I ran DBCC MEMORYSTATUS to see if anything showed up. Here are some of the results. I’ve been trying to analyze it but am having some trouble figuring it out. This kind of thing is not my forte. Let me know if anyone want to see anything specific:
Code:
Buffer Counts Buffers
------------------------------ --------------------
Committed 202776
Target 202776
Hashed 98425
Stolen Potential 88662
External Reservation 0
Min Free 240
Visible 202776
Available Paging File 415793
Memory Manager KB
------------------------------ --------------------
VM Reserved 1682420
VM Committed 1678732
AWE Allocated 0
Reserved Memory 1024
Reserved Memory In Use 0
Memory node Id = 0 KB
------------------------------ --------------------
VM Reserved 1678260
VM Committed 1674724
AWE Allocated 0
MultiPage Allocator 24568
SinglePage Allocator 831800
Buffer Distribution Buffers
------------------------------ -----------
Stolen 2585
Free 376
Cached 101390
Database (clean) 86890
Database (dirty) 11532
I/O 0
Latched 3
(7 row(s) affected)
Buffer Counts Buffers
------------------------------ --------------------
Committed 202776
Target 202776
Hashed 98425
Stolen Potential 88662
External Reservation 0
Min Free 240
Visible 202776
Available Paging File 415793
(8 row(s) affected)
Procedure Cache Value
------------------------------ -----------
TotalProcs 4448
TotalPages 88619
InUsePages 92
Optimization Queue Value
------------------------------ --------------------
Overall Memory 1331306496
Target Memory 451420160
Last Notification 1
Timeout 6
Early Termination Factor 5
I haven’t run Performance Monitor yet as I’m not familiar with it. If I did run it, what counters would be useful?
I tried to do a trace but couldn’t see any queries or anything else of interest.
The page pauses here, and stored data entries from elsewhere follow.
Issue #1129, opened 2023-06-06
UI: System to show status for Committee in site header


AureliaKhorsand:
Task: Include Committee status in the header

Under the Committee name and to the left of the committee type please the following:
- [x] Display a 16px diameter circle either Grey (if terminated) or Green (if active)
- [x] these are the three possible statuses
- Active
- Terminated
- Administratively Terminated
- [x] If active please display the reporting cycle to the right (Choices are: Quarterly and Monthly)
- [x] Lastly make sure this data is wired correctly to the database

# Examples 
#
![The Dashboard – 14.png](https://images.zenhubusercontent.com/619e83beec2d9fadb74ad6d1/cabd2faf-58af-4ec2-bcd2-4779e8fbfe4f)

![The Dashboard – 15.png](https://images.zenhubusercontent.com/619e83beec2d9fadb74ad6d1/ea6f890b-8429-4865-884c-1b9dd45fd356)

![The Dashboard – 16.png](https://images.zenhubusercontent.com/619e83beec2d9fadb74ad6d1/d0b2ec78-2e25-490d-9347-0337445a6954)

![The Dashboard – 17.png](https://images.zenhubusercontent.com/619e83beec2d9fadb74ad6d1/77af34e6-fcd2-4fb5-a4ea-ad5bc1e7c576)

![The Dashboard – 18.png](https://images.zenhubusercontent.com/619e83beec2d9fadb74ad6d1/8a7cf378-042e-4cba-99ce-e3c68735ccee)

### QA Notes ### 
 null
### DEV Notes ### 
 null
### Design ### 
 null

MitchellTCG:
@mjtravers 
Please review ACs. let me know if you need more.
I know this is already built by this ticket will track it

mjtravers:
Passes CR. Sending to QA.

WiseQA:
QA review verified status is displayed under the committee name for the following status:  Active. 
Terminated, and  Administratively Terminated

QA Review Completed. Move to Stage Ready after Sprint 26 review 22 June 2023.

PR #1159, opened 2023-06-15
Feature/1129 Update committee header styling

mjtravers:
#1129

### DIFF
--- a/front-end/src/app/layout/committee-banner/committee-banner.component.ts
+++ b/front-end/src/app/layout/committee-banner/committee-banner.component.ts
@@ -4,6 +4,36 @@ import { takeUntil } from 'rxjs';
 import { selectCommitteeAccount } from 'app/store/committee-account.selectors';
 import { DestroyerComponent } from 'app/shared/components/app-destroyer.component';
 
+const committeeStatusCodes: { [key: string]: string } = {
+  T: 'Terminated',
+  A: 'Administratively terminated',
+  D: 'Active - Debt',
+  W: 'Active - Waived',
+  M: 'Active - Monthly',
+  Q: 'Active - Quarterly',
+};
+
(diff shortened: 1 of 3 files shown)


front-end/src/app/layout/committee-banner/committee-banner.component.ts
```diff
@@ -46,28 +48,26 @@ export class CommitteeBannerComponent implements OnInit, OnDestroy {
     Z: 'national party non-federal account',
   };
 
-  public active_committees = ['M', 'Q', 'W', 'D'];
+  public activeCommittees = ['M', 'Q', 'W', 'D'];
```
toddlees: Maybe since you're already renaming it, we could call it `activeStatuses` since it's a list of status codes rather than committees

front-end/src/app/layout/committee-banner/committee-banner.component.ts
```diff
@@ -46,28 +48,26 @@ export class CommitteeBannerComponent implements OnInit, OnDestroy {
...
 
-      const committee_type_code = committeeAccount.committee_type;
-      if (committee_type_code) {
-        this.committeeType = this.committee_types[committee_type_code] || '';
-      }
-    });
-  }
+        const frequencyCode = committeeAccount.filing_frequency;
+        if (frequencyCode) {
+          this.committeeFrequency = this.committee_statuses[frequencyCode] ?? '';
```
toddlees: cool! i've never used `??` I like that it's more specific to undefined|null

toddlees (approved):

front-end/src/app/layout/committee-banner/committee-banner.component.ts
mjtravers: This variable name was updated to activeStatusCodes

I was in training for the last week so I haven’t been checking it lately. Yesterday I did a check on the Job Activity Monitor and found one job that’s been running since 5/30. It’s called "Replication monitoring refresher for distribution". According to one of the system tables it has been running since 5/30 and appears to be taking up a lot of CPU (6908843) and physical I/O (930565).
According to the sysprocesses table, the status for this job is "suspended". What I found strange is that this job is disabled yet it's running. I know this job runs the sp_replmonitorrefreshjob stored procedure which appears to be a system procedure for replication. So I searched through TechNet for the job name and found out that it refreshes the cache for replication. So I suppose we can try to reset the properties for it or something to see if it helps. Does anyone know much about this process? I’m waiting for the data owner to give the go-ahead to try resetting the properties for it. Does anyone think it’ll help? Should we rebuild the server? The data owner thinks that will help but we'd like to exhaust all our other options first.
I really appreciate any advice! TIA!!!